Qué sube con el IPC en Colombia: expertos explican qué pasará con los arriendos y el salario mínimo
Expertos explican qué puede pasar en el país luego de que se conociera un aumento del 5.1 % en el IPC y si el salario mínimo subirá realmente el 23 %.
La inflación en Colombia cerró 2025 en 5,10 %, según el Departamento Administrativo Nacional de Estadística (Dane), una leve reducción frente al 5,20 % registrado en 2024. Aunque el dato confirma una tendencia a la baja en los precios, el contexto económico para 2026 está lejos de ser tranquilo. El incremento del salario mínimo del 23 % introduce nuevas presiones sobre costos, precios y empleo, especialmente para los hogares de menores ingresos, que destinan la mayor parte de su salario a gastos fijos.
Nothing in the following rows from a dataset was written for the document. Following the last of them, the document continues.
PR #2077, opened 2025-05-07
Fix pressing `Enter` while searching also triggering navigation back on physical keyboards

### LINKED ISSUE #1131: Physical Keyboard issue
### Steps to reproduce

- open Global Search or Browse Search
- type something
- press enter to trigger search

### Expected behavior

search

### Actual behavior

automatically selects the back button and exits out of the screen (even tho search was successfully triggered)

### Crash logs

_No response_

### Mihon version

r6808 and 0.16.5

### Android version

Android 11

### Device

Waydroid

### Other details

- this is possibly an issue with compose, since it works as expected on non-compose forks (like yokai)
- not dependent on waydroid, as can be reproduced with actual phone and keyboard
- really painful during ext development/testing 😔

### Acknowledgements

AwkwardPeak7:
On a physical/hardware keyboard, a keystroke sends two events. One of key press and one on key release, so effectively two events on a single keystroke. ([ref](https://developer.android.com/develop/ui/compose/touch-input/keyboard-input/commands#key_events))
This caused `searchAndClearFocus` in `SearchToolbar` composable to trigger twice, second time tapping the back button and exiting out of search.
To fix this, I have changed it to only trigger on Key release, which is the behavior of software keyboard when tapping the enter/search key.

Also changed it so focus is moved next, and not to the back button

Note: only tested on Waydroid, I don't know if this will have any other side effects on other devices with keyboards

closes #1131

### DIFF
--- a/CHANGELOG.md
+++ b/CHANGELOG.md
@@ -51,6 +51,7 @@ The format is a modified version of [Keep a Changelog](https://keepachangelog.co
 - Fix empty layout not appearing in browse source screen in some cases ([@NarwhalHorns](https://github.com/NarwhalHorns)) ([#2043](https://github.com/mihonapp/mihon/pull/2043))
 - Fix Pill not following the local text style ([@AntsyLich](https://github.com/AntsyLich)) ([`f8cb506`](https://github.com/mihonapp/mihon/commit/f8cb506))
 - Fix downloader stopping after failing to create download directory of a manga ([@AntsyLich](https://github.com/AntsyLich)) ([#2068](https://github.com/mihonapp/mihon/pull/2068))
+- Fix enter key exiting out of search on physical keyboards ([@AwkwardPeak7](https://github.com/AwkwardPeak7)) ([#2077](https://github.com/mihonapp/mihon/pull/2077))
 
 ### Removed
 - Remove Okhttp networking from WebView Screen ([@AwkwardPeak7](https://github.com/AwkwardPeak7)) ([#2020](https://github.com/mihonapp/mihon/pull/2020))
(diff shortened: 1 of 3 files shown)


presentation-core/src/main/java/tachiyomi/presentation/core/util/Modifier.kt
```diff
@@ -53,8 +55,17 @@ fun Modifier.clickableNoIndication(
...
     when (it.key) {
         Key.Enter, Key.NumPadEnter -> {
-            action()
-            true
+            // Physical keyboards generate two event types:
+            // - KeyDown when the key is pressed
+            // - KeyUp when the key is released
+            // To match the behavior of software keyboards (IME),
+            // trigger [action] only on the KeyUp event.
+            if (it.type == KeyEventType.KeyUp) {
```
AntsyLich, line 63: But we're working with physical keyboard here where stuff usually triggers on `KeyDown`

CHANGELOG.md
```diff
@@ -51,6 +51,7 @@ The format is a modified version of [Keep a Changelog](https://keepachangelog.co
 - Fix empty layout not appearing in browse source screen in some cases ([@NarwhalHorns](https://github.com/NarwhalHorns)) ([#2043](https://github.com/mihonapp/mihon/pull/2043))
 - Fix Pill not following the local text style ([@AntsyLich](https://github.com/AntsyLich)) ([`f8cb506`](https://github.com/mihonapp/mihon/commit/f8cb506))
 - Fix downloader stopping after failing to create download directory of a manga ([@AntsyLich](https://github.com/AntsyLich)) ([#2068](https://github.com/mihonapp/mihon/pull/2068))
+- Fix enter key exiting out of search on physical keyboards ([@AwkwardPeak7](https://github.com/AwkwardPeak7)) ([#2077](https://github.com/mihonapp/mihon/pull/2077))
```
AntsyLich, line 54:
```suggestion
- Fix pressing `Enter` while searching also triggering navigation back on physical keyboards ([@AwkwardPeak7](https://github.com/AwkwardPeak7)) ([#2077](https://github.com/mihonapp/mihon/pull/2077))
```

AntsyLich (changes requested):

presentation-core/src/main/java/tachiyomi/presentation/core/util/Modifier.kt
AwkwardPeak7: shouldn't the behavior be uniform across software and physical keyboard?

AntsyLich (approved):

Para entender cómo este IPC impactará realmente la vida cotidiana —qué sube por inflación, qué lo hace por salario mínimo y si el ingreso alcanzará— Pulzo.com consultó a dos economistas: Adrián Garlati, doctor en Economía y profesor de la Pontificia Universidad Javeriana, y Juan Carlos García, economista con maestría en Economía y Desarrollo Económico.
Uno de los puntos que ambos expertos coinciden en aclarar es una confusión muy extendida entre los ciudadanos: no todo sube al mismo ritmo del salario mínimo. De hecho, buena parte de los gastos cotidianos están regulados por el IPC y no por el aumento del ingreso base.
Garlati fue enfático en marcar esa diferencia. “Por el IPC, típicamente lo que a la gente le preocupa es que sube, por ejemplo, el arriendo, el techo que puede aumentar un arriendo es el IPC. Aumentan viajes, servicios notariales, abogados, costos catastrales, multas de tránsito. O sea, hay varios ítems que por ley solamente pueden subir el IPC, no suben a la par del salario mínimo”, explicó.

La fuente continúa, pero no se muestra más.